PR #4161, opened 2026-08-13
fix(security): fall back to the app PIN in the local auth gates instead of failing open

grimen:
Fixes blinkbitcoin/blink-wip#1064

## What

`useBiometricGate` had two paths that set `authenticated = true` without ever prompting, both live on the screen that reveals a funded wallet's 12-word seed:

1. **PIN never consulted** — with the app's biometrics toggle off, the gate opened immediately, even when the user had deliberately set an app PIN. A PIN-only user got *no challenge at all* before the phrase.
2. **Sensor-gone fail-open** — `required` defaulted to `false`, so an unavailable (or erroring) sensor also opened the gate, including for users who *had* biometrics enabled but lost enrolment.

This PR replaces it with `useLocalAuthGate`, which mirrors the PIN-OR-biometrics disjunction the app lock already uses ([`app-state.tsx#L62-L65`](https://github.com/blinkbitcoin/blink-mobile/blob/9b889f63b62c46951d4ba46280da9700a5a94484/app/navigation/app-state.tsx#L62-L65)) and fails closed everywhere a configured factor can't be satisfied.

## How — four commits, reviewable in order

1. **`feat(pin-screen)`** — a new `PinScreenPurpose.ChallengePin` verifies the app PIN for a calling screen and reports back through optional route-param callbacks (the `selectionScreen.onSelect` precedent). A challenge never touches the app lock: success resolves to the caller instead of `completeUnlock`, dismissal (swipe/back) counts as a decline exactly once via a `beforeRemove` listener, and the third wrong guess keeps the app lock's logout-and-reset answer. Inert on its own.
2. **`feat(hooks)`** — `useLocalAuthGate({ description, onFailure, required = true })`: biometrics when available; prompt failure, cancel, or a missing sensor falls through to the PIN challenge (or fails, never opens); `required` now governs **only** the no-factor-configured case. Inert on its own.
3. **`fix(security)`** — migrates all three call sites and deletes the old hook. The backup-phrase screen also defers the mnemonic read: `useViewBackupPhrase()` used to run before authentication (only rendering was gated); the words and the header Copy handler now exist only after the gate passes.
4. **`fix(biometrics)`** — stops passing `fallbackEnabled: true`. The library's iOS policy is hardcoded biometric-only, so that flag only rendered a fallback button whose tap could only ever reject with `UserFallback` — an affordance that promised a fallback and delivered a dismissal.

## Behaviour matrix

| Screen | No factor configured | Biometric fails / sensor gone |
|---|---|---|
| View recovery phrase | opens, as today (explicit `required: false`) | PIN challenge if set, else back |
| Card details | toast + back (**was: opened silently**) | PIN challenge if set, else toast + back |
| Card change PIN | toast + back (as before) | PIN challenge if set (**was: dead end**), else toast + back |

## Judgement calls (and rejected alternatives)

- **Lockout at 3 wrong guesses logs out and resets, same as the app lock.** The keystore `pinAttempts` counter is shared with the app lock. The rejected alternative — fail the challenge and go back — would hand out one fresh guess per re-entry into any gated screen: an unbounded brute-force channel against the PIN that protects the whole app.
- **Callbacks in route params** rather than a context/event bus: it is the repo's one existing result-to-caller pattern (`selectionScreen.onSelect`), keeps the challenge stateless, and the caller stays mounted beneath the pin screen so the closures stay live. Caveat: non-serializable params are dropped on state rehydration after process death; both callbacks are optional and every call is optional-chained, so a restored challenge degrades to fail-closed (re-entering the PIN pops back to the caller's spinner and the user backs out).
--*--
● WHAT THE TASK ASKS
Retype the records above, but only those lines that fall between the line containing "had two paths" and the line containing "2. **Sensor-gone fail-open**", with both of those lines included, exactly as written.

● WRITTEN REPLY
`useBiometricGate` had two paths that set `authenticated = true` without ever prompting, both live on the screen that reveals a funded wallet's 12-word seed:

1. **PIN never consulted** — with the app's biometrics toggle off, the gate opened immediately, even when the user had deliberately set an app PIN. A PIN-only user got *no challenge at all* before the phrase.
2. **Sensor-gone fail-open** — `required` defaulted to `false`, so an unavailable (or erroring) sensor also opened the gate, including for users who *had* biometrics enabled but lost enrolment.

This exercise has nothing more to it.